Mitochondria are peculiar in many ways. Their peculiar pattern of maternal inheritance also has been extensively used to understand human ancestry and migration. A single cell could also have multiple mitochondria, and some may be different from each other in a few genetic variations—a phenomenon known as heteroplasmy. Apart from this, the human mitochondrial genome is also known to have a higher mutation rate compared to the nuclear genome. Mutations in mitochondrial genome are known to cause a range of diseases such as Leber's hereditary optic neuropathy (LHON), Leigh syndrome, neuropathy, ataxia, retinitis pigmentosa and ptosis (NARP) and myoclonic epilepsy with ragged red fibers (MERRF).

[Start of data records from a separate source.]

PR #106, opened 2026-09-17
Reduce redundant intent writes while preserving liveness

ThinkOffApp:
DesktopAdapter started a 30-second heartbeat alongside its telemetry timer, so a daemon configured for 120 seconds still made 2,880 extra requests daily. Use one bounded device publisher, retain the 90-second device TTL, and refresh unchanged agent status at 120 seconds with its 300-second TTL. Status/task changes send immediately; in-flight updates coalesce to the latest state and failed writes do not advance the checkpoint.

For the existing 120-second primary daemon configuration, scheduled requests fall from 4,320 to 2,160/day (50%), excluding state changes/retries. This is schedule arithmetic, not measured billing. Room/command polling and standalone vitals scripts are unchanged. Device telemetry is sampled at least every 60 seconds, so liveness does not depend on the removed timer.

Validation: all 50 user-intent-kit tests pass, including simulated-day counts, immediate transitions, failed-write retries, coalescing and a single bounded desktop timer. Local MacBook daemon rollout performed; fleet-wide deployment remains separate.


ThinkOffApp:
Rebased `codex/coalesce-intent-publishing` onto current `main` (new head `1a8482f`, was `24cb21d`) to clear the CONFLICTING state.

**What was on the branch, and what changed on `main` underneath it**

The branch's 6 commits over the old merge-base turned out to be a mix:
- `d3ce64e` (own critical-temperature limit) and `98634c3` (fixed the inverted alarm guard on that same code) — `98634c3`'s fix was independently already on `main`, so the rebase auto-skipped it as already-applied.
- `c0ed66d` (coalesce intent publishing via a new `StatePublisher`, remove the duplicate desktop heartbeat) and `0c3194e` (decouple liveness ticks from request latency) — this is the PR's actual stated purpose and applied with one conflict.
- `24cb21d` (a merge of PR #107 into this branch) and `34ad057` (an early "discover served model IDs" implementation, `model-discovery.js`) — both are superseded. `main` already ships PR #107's *actual*, more rigorous served-model detection (`served-model.js` + `model-availability.js`, ranked SERVED > FITS_NOW > FITS_IF_FREED > MANUAL, with generation-probe verification added after a documented production false-positive on 20 Sep). The merge commit was dropped automatically (rebase drops merges); `34ad057` was skipped deliberately (see below) because reapplying it would have reintroduced the inferior, already-replaced approach and duplicated the `model` field two different ways.

**Conflicts and how each was resolved**

1. `packages/user-intent-kit/src/host-telemetry.js` + its test (in `d3ce64e`): conflicted on the critical-trip plausibility check. `main`'s side already carried the `98634c3` fix (`c >= TEMP_MIN_C && c <= TEMP_MAX_C`, judging the value alone) with its "guard inverted the alarm" rationale comment. Kept `main`'s fixed check and its regression test (`a critical point is kept when the machine has REACHED it`), discarded the incoming pre-fix check and the old test that encoded the bug (`bad = ['30000', ...]`, which the fixed logic correctly no longer treats as bad). Also kept both fixture params (`processes` from `main`'s model-discovery tests, `trips` from this commit) and kept `main`'s existing served-model test block intact where the diff regions collided.

2. `packages/user-intent-kit/src/adapters/desktop.js` (in `c0ed66d`): conflicted because `main` had independently added `ServedModelProbe`/`ModelAvailabilityProbe` wiring in the same constructor/`start()`/`stop()` regions this commit touches. Resolution keeps both: `main`'s probe wiring (order-dependent — availability scan before the served-model guard) plus this PR's `pollIntervalMs` validation/cap and `StatePublisher` construction in the constructor; in `start()`/`stop()`, kept `main`'s `modelProbe`/`availabilityProbe` start/stop calls and only removed `this.#client.startHeartbeat()`/`stopHeartbeat()`, which is this PR's actual intent (the `StatePublisher`'s own refresh timer now re-sends the last state as the liveness beat, so the separate heartbeat call was the duplicate write this PR set out to remove).

3. `packages/user-intent-kit/src/adapters/desktop.js` (in `34ad057`): conflicted again, this time because this commit's `createModelDiscovery()` approach and `main`'s `ServedModelProbe`/`ModelAvailabilityProbe` approach both want to own the `model` field via different mechanisms. Rather than force a merge of two competing model-detection systems, I skipped this commit (`git rebase --skip`) — its README section ("Model identity discovery", documenting `INTENT_MODEL_SERVER_URL` etc.) and its `model-discovery.js`/`model-discovery.test.js` files are dropped entirely, since `main`'s `served-model.js`/`model-availability.js` already cover the same need with a documented fix for a real false-positive `model-discovery.js` would have reintroduced. `main`'s README already documents its own version under `INTENT_MODEL_ENDPOINT` (around line 122).

**Verification**

Ran `npm ci` + `npm test` in two clean worktrees off the actual git objects (branch vs. unmodified `origin/main`), no shared `node_modules`:

| | main (control) | branch (rebased) |
|---|---|---|
| tests | 659 pass / 0 fail | 666 pass / 0 fail |

The +7 is exactly the new `state-publisher.test.js` (6 top-level `test()` + 1 nested `t.test()`), confirmed by counting. Also ran the `packages/user-intent-kit` suite alone (151 tests, 0 fail) to rule out cross-suite masking. **0 tests introduced a failure; 0 regressions vs. control.**

This repo has no lint config (no `.eslintrc*`/`eslint.config.*`) and no typecheck target for the touched package (no `tsconfig.json`/`jsconfig.json` under `packages/user-intent-kit`; `tsc` only exists for the unrelated `packages/core`), so there is no lint/typecheck number to report for either side — `node --check` on every changed `.js` file passes as a syntax sanity check.

**Not verified**
- No manual/hardware run (Linux thermal zones, a real llama-server/LM Studio endpoint, actual macOS heartbeat cadence over hours) — only the unit/integration suite above.
- Did not audit the 7 pre-existing `npm audit` vulnerabilities; unrelated to this change, present identically on both worktrees.

Pushed with `--force-with-lease=codex/coalesce-intent-publishing:24cb21dc37f608b7b4e8970d9ccfb92ed1d0875e`. Draft/ready state and review status untouched; not merged.

Co-Authored-By: Claude Fable 5.1 <noreply@anthropic.com>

Apart from these well-characterised diseases, recent studies have increasingly suggested mitochondrial variations and mitochondrial dysfunction to be associated with a number of disease conditions, including neurological disorders such as Alzheimer’s disease and metabolic disorders such as type 2-diabetes mellitus. The advent of next-generation sequencing technology has offered a unique opportunity to sequence and annotate mitochondrial variations and to identify their association with diseases.

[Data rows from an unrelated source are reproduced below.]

PR #122, opened 2026-09-20
Show what is still waiting on the owner

ThinkOffApp:
## The gap

The owner asked "what were the approvals pending me" and "which tasks are waiting for me" twice in one night, in his own words, and both times an agent answered by hand. Tonight four approval requests sat pending on one machine for up to **9 hours 12 minutes**.

Nothing was broken. Each card posted to the room correctly at the moment it was raised. **They simply scrolled away.** In a busy room a card is visible for minutes and then is functionally lost forever, and there was no surface anywhere that could answer "what is still waiting on me". A stream is not a queue. This adds the queue.

`bin/iak-pending.mjs` asks every daemon the fleet knows about - this machine's, plus every `watchdog-roster.json` entry that has a `gate` - for its pending intents, and prints them **oldest first with the age in the leading column**. A 9-hour-old approval and a 2-minute-old one are different things and must never render the same.

```
WAITING ON YOU - 2 items, OLDEST FIRST:

  9h 12m  local    b3f19c2  Approve: restart the room poller
      4m  @peer    7ac0021  Approve: push branch feat/x
```

## Empty is not error

A daemon we could not reach is printed under its own `COULD NOT ASK` heading and is **never** folded into "nothing pending". "I could not ask" and "the answer is none" are different answers, and this repo has shipped the first one disguised as the second before. A gate that names another machine by LAN IP is refused rather than probed (192.168.x is different hardware in different buildings) and is reported the same way, because a refusal to ask is one more way of not knowing.

| code | meaning |
| ---- | ------- |
| `0`  | nothing pending, and **every** host answered. The only all-clear. |
| `10` | at least one item waiting, every host answered |
| `11` | at least one host could not be asked: the list is incomplete |
| `12` | **no** host could be asked: there is no list, and this is emphatically not all-clear |

Precedence is `12 > 11 > 10 > 0`: a list assembled from hosts that did not all answer is an incomplete list whether or not it had items in it. `--json` always carries the full picture.

## Anti-nag design

A bot that repeats itself is worse than no bot, so `--room` is built to sit on a timer without becoming noise:

- `--room` **requires** `--older-than`, so a timer cannot post every pending item on every tick. Only genuinely stale items are ever considered.
- Each item is announced **at most once per escalation**: once at the threshold, then once more each time its age doubles. With `--older-than 1h` tonight's 9.2-hour approval would have produced four posts across the whole night, not one every five minutes.
- The ledger of what has been said lives at `~/.iak/pending-announced.json` (`--state-file` / `IAK_PENDING_STATE_FILE`), is written **atomically before** the post goes out, and holds only currently-pending items, so decided ones are pruned on every run and the file cannot grow without bound.
- **Missing or corrupt ledger degrades to silence.** It posts nothing and rebuilds the ledger from the current state. Treating "no record" as "never announced" would post every pending item on the fleet at once the first time the file is lost, and a storm is worse than a missed escalation. If the ledger cannot be *written*, nothing is posted either: without a durable record there is no way to promise the next run stays quiet.
- `--room` deliberately does not post about unreachable hosts on its own; a flapping daemon would be its own storm. Exit codes 11 and 12 are the signal for that.

The gate token is resolved by the existing `resolveGateToken` / `gateAuthHeadersFor` helpers, is sent only to hosts those helpers already trust, and never appears in output or in argv. The suite asserts that.

## Tests

`test/pending.test.mjs`, 35 tests in the repo's `node:test` style, modelled on `test/model-capacity.test.mjs`: real loopback daemons for the reachable cases, an injected fetch for the failure cases, and the real binary spawned for the exit codes. Full suite: **452 passing, 0 failing**.

Covered: oldest-first ordering and age computation; unknown-timestamp items sorting to the top rather than reading as fresh; the `COULD NOT ASK` section; 401, non-list body and refused-LAN-IP all rendering as unreachable rather than empty; all four exit codes; `--older-than` at the boundary; the anti-nag ledger across four runs; missing and corrupt ledgers degrading to silence; ledger pruning; a decided intent never appearing even from a daemon that ignores `?status=pending`; and the gate token never reaching stdout, stderr or argv.

### Proven control 1: an unreachable host must not reduce to "nothing pending"

Broke `probeHost` so a failed fetch returns `{ok: true, items: []}` - the classic swallow:

```
✖ CONTROL: an unreachable host gets its own visible line and does NOT read as "nothing pending"
✖ CONTROL: all hosts unreachable exits with the distinct "could not reach any" code, not success
✖ --older-than does not turn a filtered-out item into an all-clear on an unreachable fleet
✖ end to end: every host unreachable exits 12 and never prints an all-clear
✖ end to end: --json carries ages, unreachable hosts and the exit code
ℹ tests 35
ℹ pass 30
ℹ fail 5
```

Restored:

```
ℹ tests 35
ℹ pass 35
ℹ fail 0
```

### Proven control 2: all hosts unreachable must not exit with the success code

Removed the `NONE_REACHABLE` branch from `exitCodeFor`, so a fleet where nothing answered exits `0`:

```
✖ CONTROL: all hosts unreachable exits with the distinct "could not reach any" code, not success
  AssertionError: 0 !== 12
✖ a 401 from a gated daemon is an unreachable line, not an empty list
✖ a daemon answering with a non-list body is unreachable, not empty
✖ a roster gate naming another machine by LAN IP is refused, and shows up as its own unreachable line
✖ --older-than does not turn a filtered-out item into an all-clear on an unreachable fleet
✖ end to end: every host unreachable exits 12 and never prints an all-clear
ℹ tests 35
ℹ pass 29
ℹ fail 6
```

Restored:

```
ℹ tests 35
ℹ pass 35
ℹ fail 0
```

## Live run against the real fleet

`--json`, no `--room`:

```json
{
  "generated_at": "2026-09-20T07:28:41.922Z",
  "older_than_sec": null,
  "host_count": 2,
  "reached_count": 1,
  "pending": [],
  "unreachable": [
    {
      "host": "@claudemm",
      "base": "http://<redacted-lan-ip>:8788",
      "asked": false,
      "reason": "refused: gate is a LAN IP (192.168.x). Use a stable name for another machine."
    }
  ],
  "exit_code": 11
}
```

Exit code `11`, not `0`. This is the whole point in one run: the local daemon genuinely has nothing waiting, but the second host was never asked, so the tool refuses to call it an all-clear. It also surfaces a real fleet issue - the peer's roster entry is a LAN literal and should be a stable name.


ThinkOffApp:
## Review fixes: the three false all-clear paths are closed

All three confirmed ways this tool could print "you are clear" when the owner is not are fixed, and each fix has a test that **fails without it**. Tests went 35 to 61. Full suite **478 passing, 0 failing**.

### 1. A roster we cannot read no longer shrinks the fleet

`loadRoster` now throws on anything except `ENOENT`. Corrupt JSON, NUL truncation, `{peers:[...]}` instead of an array, `chmod 000`, and a corrupt inline `IAK_WATCHDOG_ROSTER` all exit `2` with the reason on stderr, instead of returning `[]` and reporting `Nothing pending on 1 of 1 host.` with exit `0`. **`ENOENT` means single-machine install; `EACCES` does not**, and the code now tells them apart.

The test drives all five states through the real binary, with a valid-roster baseline in the same test so it cannot pass by the peer being invisible for some other reason. Written first, against the old code:

```
✖ T1: a corrupt or unreadable roster is an error, never a one-host all-clear
  AssertionError: corrupt JSON: must not exit 0 with a real peer configured
```

### 2. A shape we do not understand is not an empty queue

The `?status=pending` re-check is now a **flag, not a drop**. A row whose status is absent, or a vocabulary this version does not know (`"open"`), makes the whole host a shape mismatch reported under `COULD NOT ASK` with the count and the first offending value. `"PENDING"` is now matched case-insensitively and listed. A daemon that legitimately returns only `decided` rows is still an honest empty queue, and a separate test pins that so the fix cannot over-trigger.

Written first, against the old code:

```
✖ T2: a 200 whose rows do not carry a status we understand is a shape mismatch, not an empty queue
  AssertionError: no status key: a pending item was silently dropped
```

### 3. The all-unreachable guard can now fail

The old assertion matched `/^Nothing pending\.$/m`, a sentence the code never emits, so it was a check comparing two things that could never disagree - in the assertion protecting the central promise. It now forbids the **words**: `doesNotMatch(text, /Nothing pending/)` when zero hosts answered, with a companion test that the all-clear sentence appears only when at least one host actually answered. Under your mutation (`} else if (reachedCount > 0) {` to `} else {`):

```
✖ T3: with zero hosts answering the output contains NO all-clear sentence at all
ℹ pass 60 / fail 1
```

### Mutation sweep

Nine mutations run against the suite, including yours. All nine are caught:

| mutation | tests failed |
| -------- | ------------ |
| never write the ledger (`const saved = true`) | 3 |
| delete the dedicated 401/403 branch | 1 |
| all-clear sentence with zero hosts answering | 1 |
| swallow an unreadable roster | 1 |
| silently drop rows with an unrecognised status | 1 |
| let `--older-than` decide the exit code again | 2 |
| prune ledger entries for unreachable hosts | 1 |
| do not roll back a failed post | 1 |
| believe any timestamp (no plausibility guard) | 3 |

### Everything else on the list

- **Exit `0` now means what `--help` says.** `--older-than` narrows what is printed and announced; it can never produce a `0`. A 59-minute item under `--older-than 1h` exits `10`, and the text says how many the threshold hid. New `pending_total` and `pending_below_threshold` in `--json`.
- **Ages we cannot believe.** Missing, future-dated (beyond a 60s skew tolerance) and epoch-seconds `createdAt` all render as `age unknown`, sort to the top and survive `--older-than`, instead of clamping to "fresh" or rendering `20695d 14h` above a genuine 9-hour item. Driven through `probeHost`, not hand-built rows.
- **Ledger carries forward entries for hosts in `unreachable`**, so a flapping peer cannot re-announce the same item at the same level. This was the empty-is-not-error bug living inside the anti-nag mechanism.
- **A failed post rolls the ledger back**, so the next run retries that escalation instead of going quiet from 9h to 18h. Write-before-post is unchanged.
- **The `--room` block is now tested**: `announceToRoom` takes an injectable `post`, and seven tests cover seed-and-silence, one-post-per-escalation, no-repeat on the next tick, ledger actually written to disk, unwritable ledger, failed-post rollback, unconfigured key/room, and `main()` end to end asserting the room key never reaches stdout or stderr.
- **Toothless tests fixed**: the 401 test now asserts the dedicated branch's wording and that a 500 says nothing about tokens; the real-refusal test uses a port that was listening a moment ago, so it is Node's own error, and `fetchFailureReason` now walks the `cause` chain (and `AggregateError.errors`) so a user sees `connect ECONNREFUSED 127.0.0.1:53124` rather than `fetch failed`; the ledger-key test hard-codes `'local a1'` instead of calling `itemKey()`.
- **The NUL is gone.** `KEY_SEPARATOR` is an exported, documented `' '`. Sorry about the hour: the source file itself had ended up with a literal NUL byte in it, which is why `grep` went quiet on it.
- Duplicate blocked roster rows count once (dedup moved before the blocked branches); `options` dropped from `--json`; a flag with no value is an error rather than a silent default; `iak-pending` added to `package.json` `bin`; `examples/pending-launchd.plist` added as the timer sample, with a note to run it once without `--room` first.
- Left alone as agreed: the tailnet/token behaviour in `isTrustedGateHost`, and the secrets handling.

### Verification

Exit codes read from `$?` on the next line, never through a pipe.

```
PENDING_TEST_EXIT=0    ℹ tests 61   ℹ pass 61   ℹ fail 0
NPM_TEST_EXIT=0        ℹ tests 478  ℹ pass 478  ℹ fail 0
```

### Live run against the real fleet, `--json`, no `--room`

The peer's roster entry is a stable name now, so both hosts answered:

```
LIVE_JSON_EXIT=10
{
  "host_count": 2,
  "reached_count": 2,
  "pending_total": 5,
  "pending_below_threshold": 0,
  "pending": [
    { "host": "@peer", "id": "6125a374", "age": "10h 18m", "prompt": "Approve Bash command ..." },
    { "host": "@peer", "id": "19485d1f", "age": "9h 25m",  "prompt": "Approve Bash command ..." },
    { "host": "@peer", "id": "b2b47acb", "age": "9h 23m",  "prompt": "Approve Bash command ..." },
    { "host": "@peer", "id": "fa2bda32", "age": "4h 45m",  "prompt": "Approve Bash command ..." },
    { "host": "local",  "id": "cd703340", "age": "1h 0m",   "prompt": "Which model should ..." }
  ],
  "unreachable": [],
  "exit_code": 10
}
```

(Handles and prompts trimmed here; the tool prints them in full.)

And the honest-exit-code fix, live:

```
LIVE_THRESHOLD_EXIT=10
Nothing older than 1d 0h, but 5 items are pending below that threshold. Run without --older-than to see them.
```

Before this commit that same run exited `0`. Five approvals were waiting, the oldest of them for ten hours.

There is also extensive work going on in skin biology, uncommon diseases and asthma. Asthma may have multiple triggers in a person. In some, morning walk may trigger an asthma attack and, in others, a particular smell can. With genomics, one can study what is causing the disease and what medicine will suit the patient.
For scientists who have been working in genomics in India, the biggest challenge, apart from shortage of resources and political will, is gathering data on disease. “Scientists and clinicians work in different spaces here. It makes it difficult for us scientists to correlate our findings with the clinical presence of the disease,” says Gokhale. “What we need the most is a strong collaboration between research labs and medical institutes. It will give us fodder for our research. We will be able to translate our basic research into applied science.”

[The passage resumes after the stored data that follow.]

PR #22, opened 2021-04-01
Createsession forreal

smialko:
CREATING FIXED SESSION 

**SUMMARY** 
Creating a fixed wifi session results in adding a new session to the dashboard. Measurements refresh every minute. If there are no measurements, there's a label displayed on the session view.  Session name, start time, end time, type, and device type are displayed - the data isn't mocked anymore. 
The app communicates with the web app to create an empty fixed session, configures the AB3, and gets measurements from the web. 
The created session is saved to the phone's database. 

**CODE**
- views are presented as full-screen covers (except ChooseSessionView)
 
**ChooseSessionTypeView**
- there's an environment object `sessionContext` used to temporarily save sessions information. 
- session type and UUID is saved to sessionContext, 
- after choosing the session type user is redirected to the proper view ( FIXED: Bluetooth unabled/turned off -> TurnOnBluetooth, FIXED&Bluetooth enabled&turned on -> PowerABView, MOBILE -> SelectDeviceView) 
- when user taps on fixed session  there should be a Bluetooth auth popup,

**SelectPeripheralView**
- selected Bluetooth device is saved to `sessionContext`

**AddNameAndTagsView**
- if a session is fixed there are pickers for indoor/outdoor, wifi/cellular
- if the user picks wifi, there should be a sheet displayed with a text field for wifi credentials - only for a password if the app was able to get wifi's SSID, for password and SSID otherwise, 
- if the user selects indoor, the app is saving a fake location to context (location can't be nil - it's needed to configure AB3), otherwise it's using LocationProvider to obtain the user's current location, 
- name, tags, indoor/outdoor, wifi credentials are saved to the `sessionContext`

**ConfirmCreatingSessionView & CreateSessionContext**
- when the user taps on "record session" the setupAB function is called, 
- it's calling `newOrExisting` function that creates a new session in the database, 
- after assigning values to session attributes context is saved, 
- FIXED WIFI : 
 * `CreateSessionApi` is a. call to API to create an empty session in the web app, 
 * if creating empty session is successful `configureFixedWifiSession` is triggered to configure AB3, 
 
**SessionHeaderView**
- session is fetched from the database (in Dashboard and it's passed to SessionHeaderView), 
- all the data displayed on session view is pulled from database, 

**MainTabBarView & DownloadMeasurementsService**
- on appear app starts downloading measurements with DownloadMeasurementsService, 
- DownloadMeasurementsService is making a call to API every 60s to get fixed measurements,
- if the call was successful, the app checks if this session is already in a database and either saves measurements to existing session or creates a new session, 
- then the context is saved.


AirCasting/ABConnector/SessionContext.swift
```diff
@@ -17,9 +17,10 @@ class CreateSessionContext: ObservableObject {
     var peripheral: CBPeripheral?
     var wifiSSID: String?
     var wifiPassword: String?
+    var isIndoor: Bool?
     var startingLocation: CLLocationCoordinate2D?
-    var deviceType: DeviceType?
-    
+    var deviceType: DeviceType? = DeviceType.AIRBEAM3
```
anna1901, line 22: does it have to be optional then?

smialko: True, thanks

smialko:
I'm merging this PR, but I'd be grateful for a CR ;)

AirCasting/CreateSessionViews/ChooseSessionTypeView.swift
```diff
@@ -119,18 +119,18 @@ struct ChooseSessionTypeView: View {
...
-                    })
+                EmptyView()
+                    .fullScreenCover(isPresented: $isPowerABLinkActive) {
+                        CreatingSessionFlowRootView {
+                            PowerABView()
+                        }
+                    }
+                EmptyView()
+                    .fullScreenCover(isPresented: $isTurnBluetoothOnLinkActive) {
+                        CreatingSessionFlowRootView {
```
anna1901, line 130: Could you explain what is happening here?

AirCasting/CreateSessionViews/ConfirmCreatingSessionView.swift
```diff
@@ -32,6 +33,7 @@ struct ConfirmCreatingSessionView: View {
                         
             Button(action: {
                 sessionContext.setupAB()
+                didStartRecordingSession = true
```
anna1901, line 36: Do we use this anywhere?

AirCasting/CreateSessionViews/WifiPopupView.swift
```diff
@@ -12,15 +12,14 @@ import SystemConfiguration.CaptiveNetwork
...
     @Binding var wifiPassword: String
     @Binding var wifiSSID: String
 
     var body: some View {
         VStack(alignment: .leading, spacing: 30){
-            if isWifiNameDisplayed {
+            if isSSIDTextfieldDisplayed || wifiSSID.isEmpty {
                 providePasswordTitle
                 createTextfield(placeholder: "Wi-Fi name", binding: $wifiSSID)
                 createTextfield(placeholder: "Password", binding: $wifiPassword)
```
anna1901, line 25: Should we hide user's password when he is entering it? We could use secure field https://developer.apple.com/documentation/swiftui/securefield
Actually same could be done at log in

AirCasting/Services/UpdateSessionParams.swift
```diff
@@ -0,0 +1,70 @@
...
+        session.name = output.title
+        session.tags  = output.tag_list
+        session.startTime  = dateFormatter.date(from: output.start_time)
+        session.endTime  = dateFormatter.date(from: output.end_time)
+        session.version = Int16(output.version)
+    
+        for (_, streamOutput) in output.streams {
+            let stream: MeasurementStream = self.context.newOrExisting(id: streamOutput.id)
+            
+            stream.sensorName = streamOutput.sensor_name
```
anna1901, line 33: Have you considered checking if the stream exists in the db and if it does then just saving the measurement and not update or of the other information? If that would work then it would help with the issue of resetting thresholds set by the user

AirCasting/CreateSessionViews/ConfirmCreatingSessionView.swift
smialko: We don't, nice catch, thanks. I'm removing it.

AirCasting/CreateSessionViews/WifiPopupView.swift
smialko: Both signup and login views have SecureFied.
I can change it here but I have some doubts about it. It's not that easy to uncover input in a secure field. That's why I chose to use the normal text field. We don't check if the password is correct and if it's incorrect the AB3 won't be configured correctly and the user won't get any measurements. We won't be able to inform users why the session is empty.

AirCasting/Services/UpdateSessionParams.swift
```diff
@@ -0,0 +1,70 @@
...
+class UpdateSessionParamsService {
+    
+    var context: NSManagedObjectContext {
+        PersistenceController.shared.container.viewContext
+    }
+    
+    func updateSessionsParams(session: Session, output: FixedSession.FixedMeasurementOutput) {
+        let dateFormatter = ISO8601DateFormatter.defaultLong
+    
+        session.id = Int64(output.id)
```
anna1901, line 20: Do we need to save this id from web to our db? I think session id is set automatically and we shouldn't change it. It doesn't have to be the same in our db as it is in web.

AirCasting/Extensions/AirCasting 2021-04-01 15-37-29/DistributionSummary.plist
```diff
@@ -0,0 +1,270 @@
...
+			<dict>
+				<key>id</key>
+				<string>LXAGXH6CF6</string>
+				<key>name</key>
+				<string>HabitatMap, Inc.</string>
+			</dict>
+		</dict>
+	</array>
+</dict>
+</plist>
```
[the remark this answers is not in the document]
smialko: Umm, it must have been generated by XCode. I was sending a build to Micheal and I guess that's when it was created.

AirCasting/Extensions/AirCasting 2021-04-01 15-37-29/ExportOptions.plist
```diff
@@ -0,0 +1,27 @@
...
+	<key>signingStyle</key>
+	<string>manual</string>
+	<key>stripSwiftSymbols</key>
+	<true/>
+	<key>teamID</key>
+	<string>LXAGXH6CF6</string>
+	<key>thinning</key>
+	<string>&lt;none&gt;</string>
+</dict>
+</plist>
```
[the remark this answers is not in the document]
smialko: Same here, it's some distribution info that was created by XCode when I was sending a build.

AirCasting/Models/SessionExtension.swift
```diff
@@ -0,0 +1,48 @@
...
+//
+//  Created by Lunar on 30/03/2021.
+//
+
+import Foundation
+
+extension Session {
+    
+    var pm1Stream: MeasurementStream? {
+        let matach = measurementStreams?.first(where: { (stream) -> Bool in
```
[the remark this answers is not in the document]
smialko: Ugh, I hate this keyboard. Thanks.

AirCasting/Services/DownloadMeasurmentsService.swift
```diff
@@ -0,0 +1,59 @@
...
+        let syncDate = Date().addingTimeInterval(-8000)
+        sink = FixedSession
+            .getFixedMeasurement(uuid: uuid,
+                                 lastSync: syncDate)
+            .sink { (completion) in
+                switch completion {
+                case .finished:
+                    print("sucess")
+                case .failure(let error):
+                    print("ERROR: \(error)")
```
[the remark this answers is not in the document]
smialko: True, I'm adding ticket to trello

AirCasting/Services/UpdateSessionParams.swift
```diff
@@ -0,0 +1,70 @@
...
+        session.uuid = output.uuid
+        session.type = SessionType.from(string: output.type)?.rawValue ?? -1
```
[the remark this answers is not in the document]
smialko: There's no such type. There has to be a value for session type and it's optional.  So if it's -1 there's something wrong in the app. I didn't want to make it mobile/fixed here, I think it might be more difficult to debug.

AirCasting/Services/UpdateSessionParams.swift
smialko: Hmm, I guess not.

AirCasting/CreateSessionViews/ChooseSessionTypeView.swift
smialko: Sure. It's complicated to explain as it was created because of some bugs I encountered.
The main bug was - when I pushed view as fullScreenCover I couldn't dismiss it. So I decided to add the cancel button. But, there's PowerAB view that can be the first fullScreenCover view (so it needs cancel button) or the second view, after TurnBluetoothOn view, and then it had Back button (it's in navigation view so it's added automatically). Adding the cancel button on this view resulted in having two buttons. There were other problems with that but these are the main two. 
So I created CreatingSessionFlowRootView that has a content of type View.  `content` is a closure that returns `Content` of type `View`. It has no initializers so when I initialize `CreatingSessionFlowRootView` I'm providing one of our views there. 
I added the cancel button in `CreatingSessionFlowRootView`. So now, instead of creating cancel buttons on TurnBluetoothOn and PowerAB and trying to find out when should I display cancel on PowerAB view, I'm creating it on CreatingSessionFlowRootView that displays the content (depending on the situation it's one of our views) and adds cancel button to the navigation bar.

anna1901: I get it. Thanks for the explanation :)

AirCasting/CreateSessionViews/WifiPopupView.swift
anna1901: My bad, I got confused and thought that the password was visible when I was signing in, but I see that it's not. When I was signing in I noticed that we didn't use keyboard for emails there, and it could be a better experience for user if we did. But that's an irrelevant issue here. :) This might be good idea to show the password to the user in this case.

AirCasting/SessionViews/SessionHeaderView.swift
```diff
@@ -78,9 +106,52 @@ struct SessionHeaderView: View {
...
+        let h: Double
+    }
+    func extractLatestMeasurements() -> LatestMeasurements? {
+        let pm1Value = session.pm1Stream?.latestValue ?? 0
+        let pm25Value = session.pm2Stream?.latestValue ?? 0
+        let pm10Value = session.pm10Stream?.latestValue ?? 0
+        let fValue = session.FStream?.latestValue ?? 0
+        let hValue = session.HStream?.latestValue ?? 0
+        
+        //TODO: change logic here (session status)
```
anna1901, line 124: Just in case I'm letting you know it's still here :)

AirCasting/CreateSessionViews/WifiPopupView.swift
smialko: I already changed the keyboard for email address, thanks :)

Studying genomics in India could be challenging and fun at the same time for the varied gene pool. “We have a pool of genes from across the world,” says Gokhale. “The fittest survive in the process of evolution. Without us realising it, many bad genes are getting eliminated on their own. It is different from countries such as Iceland, Denmark or Sweden, which have an ethnic gene pool. There, diseases run in a family generation after generation.” But, mutation in gene-causing diseases in south India may slightly vary from that in north India.
Though genomics allows the selection of the fittest gene, it raises ethical questions such as: Is it okay to sort the fittest? Will it cause imbalance in nature? Is it going to alter the way universe works? Ethical, actionable genomics, says Brahmachari, is what we are doing at a large scale. As long as it is used to improve the quality of life and to bring down the cost of health care, it is ethical. “But mapping genes to find out the diseases one is susceptible to in the later part of life or the qualities of an unborn or newly born child is beyond the ethics of genomics,” he says.
Conceptualised some thirty years ago, the Human Genome Project started in the 1990s. The first human genome graft came in the 2000 and was completed in 2003. At that time it was done at a huge cost, but now diagnostic tests have become quite affordable for families who are desperately looking for an answer to their medical problems. And, there is tremendous hope at the end of the tunnel.